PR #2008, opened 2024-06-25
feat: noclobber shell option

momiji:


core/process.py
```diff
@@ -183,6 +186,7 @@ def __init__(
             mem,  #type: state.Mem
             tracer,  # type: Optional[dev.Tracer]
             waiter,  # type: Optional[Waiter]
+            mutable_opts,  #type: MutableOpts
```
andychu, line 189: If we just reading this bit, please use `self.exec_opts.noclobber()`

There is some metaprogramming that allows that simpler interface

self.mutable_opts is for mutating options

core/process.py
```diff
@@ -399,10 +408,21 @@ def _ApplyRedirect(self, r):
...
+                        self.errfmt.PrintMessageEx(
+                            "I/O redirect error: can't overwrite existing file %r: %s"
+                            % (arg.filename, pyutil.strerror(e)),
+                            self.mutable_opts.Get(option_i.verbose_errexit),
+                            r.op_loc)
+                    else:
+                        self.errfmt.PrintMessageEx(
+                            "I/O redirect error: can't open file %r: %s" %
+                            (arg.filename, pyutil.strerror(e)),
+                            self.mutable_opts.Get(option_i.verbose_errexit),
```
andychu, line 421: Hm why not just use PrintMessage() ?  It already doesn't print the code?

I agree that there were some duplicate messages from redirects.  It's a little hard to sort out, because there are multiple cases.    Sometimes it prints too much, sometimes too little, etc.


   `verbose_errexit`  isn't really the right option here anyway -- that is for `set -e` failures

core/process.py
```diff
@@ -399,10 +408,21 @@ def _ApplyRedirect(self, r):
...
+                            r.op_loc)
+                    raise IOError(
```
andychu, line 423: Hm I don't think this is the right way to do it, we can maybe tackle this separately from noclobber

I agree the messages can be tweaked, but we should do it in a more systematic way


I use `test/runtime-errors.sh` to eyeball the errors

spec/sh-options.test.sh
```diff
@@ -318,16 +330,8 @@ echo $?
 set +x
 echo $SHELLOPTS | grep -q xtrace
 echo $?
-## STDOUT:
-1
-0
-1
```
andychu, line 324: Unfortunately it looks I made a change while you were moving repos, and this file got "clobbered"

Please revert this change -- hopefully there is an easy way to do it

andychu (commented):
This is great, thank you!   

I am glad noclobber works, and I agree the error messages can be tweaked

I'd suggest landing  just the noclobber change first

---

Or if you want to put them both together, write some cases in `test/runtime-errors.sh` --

== EXERCISE AIM ==
Please show every line of the entries above that contains the word "change".

== OUTPUT OF THE EXERCISE ==
andychu, line 324: Unfortunately it looks I made a change while you were moving repos, and this file got "clobbered"
Please revert this change -- hopefully there is an easy way to do it
I'd suggest landing  just the noclobber change first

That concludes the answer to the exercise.